Each piece of data is imported into a separate pandas DataFrame at first.

Assessing Data

  1. Two types of assessment are used:
    • Visual assessment: each piece of gathered data is displayed in the Jupyter Notebook for visual assessment purposes. Once displayed, data can additionally be assessed in an external application (e.g. Excel, text editor).
    • Programmatic assessment: pandas’ functions and/or methods are used to assess the data.
  2. At least eight (8) data quality issues and two (2) tidiness issues are detected, and include the issues to clean to satisfy the Project Motivation. Each issue is documented in one to a few sentences each.

Cleaning Data

  • The define, code, and test steps of the cleaning process are clearly documented.
  • Copies of the original pieces of data are made prior to cleaning.
  • All issues identified in the assess phase are successfully cleaned using Python and pandas.
  • A tidy master dataset with all pieces of gathered data is created.

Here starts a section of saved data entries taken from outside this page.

PR #17400, opened 2026-07-27
fix: persist pipeline tree graph rows

buua436:

Pipeline tree compilation only persisted a graph blob, while the structure graph API reads entity and relation rows. As a result, successfully generated tree data was returned as an empty template.

This PR persists Pipeline tree entities and child relations as independent structure rows, while retaining the compact graph blob for template discovery. Existing rows for the same document and template are removed before re-insertion to avoid stale data after recompilation.

### Type of change


wangq8 (commented):
Thanks for this substantial fix! The approach of building a table-of-contents tree via LLM and persisting entity+relation rows is the right architecture — it directly addresses the root cause where the structure graph API received empty templates because only a graph blob was persisted.

**Strengths:**
- Smart two-pass strategy: single-pass tree build for short docs, progressive partition+merge for long docs — keeps LLM calls cost-effective
- Proper deletion of old rows before re-insertion avoids stale data after recompilation
- Integration into `runner.py` is clean: page_index templates are skipped in the per-chunk loop and handled by the tree builder after all batches are collected
- `_struct_upsert_tree_graph_rows` correctly persists entities and relations as independent structure rows, matching what the structure graph API expects

**Bug found — relations get empty `chunk_ids` in `_tree_to_es_docs`:**

In `_tree_to_es_docs`, all entities come before all relations in the combined list:
```python
all_payloads: list[dict] = entities + relations
```

The `ei` counter tracks position into `subtree_chunk_ids` and is incremented for each entity. But relations are processed AFTER all entities, so by the time the first relation is reached, `ei` already equals `len(subtree_chunk_ids)`, and the bounds check falls back to `[]`:
```python
chunk_ids = subtree_chunk_ids[ei] if ei < len(subtree_chunk_ids) else []
```

This means EVERY relation doc gets an empty `source_chunk_ids` list. The downstream impact is that relations will lack chunk-level provenance — the structure graph API may not be able to trace which chunks a parent→child relation covers.

**Suggested fix:** interleave entities and relations in DFS order (as `_walk` emits them) rather than concatenating the two lists, OR track entity→chunk_ids in a separate lookup map keyed by entity title/position.

**Other notes:**
1. `_collect_subtree_ids` modifies `subtree_chunk_ids` as a side effect while also returning values — this dual purpose is fragile. Consider separating collection from assembly.
2. The progressive build accumulates `all_chunks` in `runner.py` for the entire document. For very large documents this could be memory-intensive; consider streaming or capping.
3. The tree merge prompt is English-only — multilingual documents may get lower-quality merged titles/summaries.

Overall the approach is solid and this definitely fixes the reported issue, but the chunk_ids bug in relation docs should be addressed before merging.

wangq8 (commented):
## PR Review: #17400 — fix: persist pipeline tree graph rows

Thanks for the fix! This addresses the real issue where Pipeline tree compilation only saved a graph blob but not the per-entity/per-relation rows that the structure graph API consumes. The approach (delete-then-reinsert for idempotency) is sound.

### What looks good ✅
- `_struct_upsert_tree_graph_rows` correctly mirrors the pattern used by other compilations
- `rewrite_duplicate_tree_names` is a nice UX improvement
- The dynamic token-budget batching in `runner.py` is a sensible optimization
- UI badges for entity types in the page_index tree view are clean

### Items to address

**1. Removal of `batch_size_cap=1` for `page_index` templates (unrelated behavioral change)**

The PR drops `batch_size_cap=1 if ... page_index else None` in `compile_structure_from_text`. Previously page_index was strictly single-chunk-per-batch; now it gets dynamically packed alongside other templates. This is a significant change to extraction behavior — multi-chunk batches may affect heading extraction quality — and it is not mentioned in the PR description. If intentional, please justify in the PR body. If accidental, restore the cap or split into a separate PR.

**2. Chunk ID fallback is overly generous**

```python
def _struct_payload_chunk_ids(payload, batch_ids):
    ...
    return selected or list(batch_ids)  # attributes entity to *all* chunks
```

When the model returns no valid chunk IDs, the entity is attributed to every chunk in the batch. A no-evidence entity should probably have an empty `source_chunk_ids` list rather than be incorrectly linked to all chunks. Consider `return selected` (allowing empty) or at minimum log a warning.

**3. `must_not` deletion when `compilation_template_id` is None**

```python
template_filter = (
    {"compilation_template_ids": [compilation_template_id]}
    if compilation_template_id
    else {"must_not": {"exists": "compilation_template_ids"}}  # overly broad?
)
```

When `compilation_template_id` is None, the delete condition removes *all* tree rows for the document that lack `compilation_template_ids`. If there are other legitimate tree compilations without template IDs, they would be silently wiped. Is the None path actually reachable? If so, consider a more targeted filter, or add a comment explaining why this is safe.

**4. Missing tests**

The new `_struct_upsert_tree_graph_rows` function and the dynamic batching logic in `_submit_batches` have no tests. Even a basic unit test for the delete-then-insert cycle and the chunk ID filtering would help prevent regressions.

**5. Minor: `source_chunk_ids` always empty for tree relations**

```python
source_chunk_ids = payload.get("source_chunk_ids") or [] if kind == "entity" else []
```

Tree relations are always stored with an empty `source_chunk_ids`. This is fine if intentional (relations do not map to specific chunks), but the `source_chunk_ids` field was added to the relation skeleton in the prompt too — if the model returns them, they are silently discarded. Either drop the field from the relation skeleton or preserve it.

### Summary

The core fix is correct and well-structured. The main concern is the unrelated removal of `batch_size_cap=1` for page_index, which should either be justified or split out. The other items are edge-case hardening. Approving conditionally on addressing item 1.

Storing and Acting on Wrangled Data

  • Save master dataset to a CSV file.
  • The master dataset is analyzed using pandas in the Jupyter Notebook and at least three (3) separate insights are produced.
  • At least one (1) labeled visualization is produced in the Jupyter Notebook using Python’s plotting libraries.

Hours Vs Retweets

We can see that the number of Retweets is higher at certain times of the day, such as 4 p.m. (16 hours) or 5 p.m. (17 hours). In contrast, at 3 a.m., 4 a.m., and 1 p.m., the number of Retweets drops dramatically.

hours_tweet

Days of the Week Vs Retweets

Please keep in mind that the numbers 0, 1 and 6 indicate Monday, Tuesday, and Sunday, respectively. When comparing Saturday and Sunday, we can see that Tuesday and Friday have a better performance in terms of Retweets.

days_tweet

Retweets Vs Dog Breeds

The Breeds with the most Retweets (those with over 23 Retweets over the time range specified in Data Frame) are presented in the above plot. I observed that different breeds have vastly diverse characteristics. The average retweet count for French Bulldogs is over 2500, while the average retweet count for pug toy poddles is less than 1500.

dog_breading

Most Common Dog Breed

There are nearly 6000 tweets on WeRateDogs. I was able to examine approximately 1500 tweets. The most popular dog breeds are the Golden Retriever (143), Labrador Retriever (103), Pembroke (94), and Chihuahua (87).

popular_dogs

Popularity of Accounts throughout Time

As shown in the graph below, the page grew in popularity over time. The number of favourites seem to be increasing. We might assume that as the WeRateDog account grew in popularity, tweets were becoming more and more popular.

popularity

Dog types

Dogs are divided into four stages by WeRateDogs: doggo, pupper, puppo, and floof (er). According to the graph below, Pupper is the most common dog group, followed by Doggo, and Floofer is quite rare.

dog_type

Rating Over Time

Lower ratings were more common near the start of the account’s activity. With the passage of time, less and fewer dogs obtained a bad rating, while more and more obtained a high grade.

rating_over_time

Favorites ratio Vs Retweets

favourite_tweet

Report

Two reports:

  • Wrangling efforts are briefly described in wrangle_report.pdf.
  • The three (3) or more insights the student found are communicated in act_report.pdf including visualization.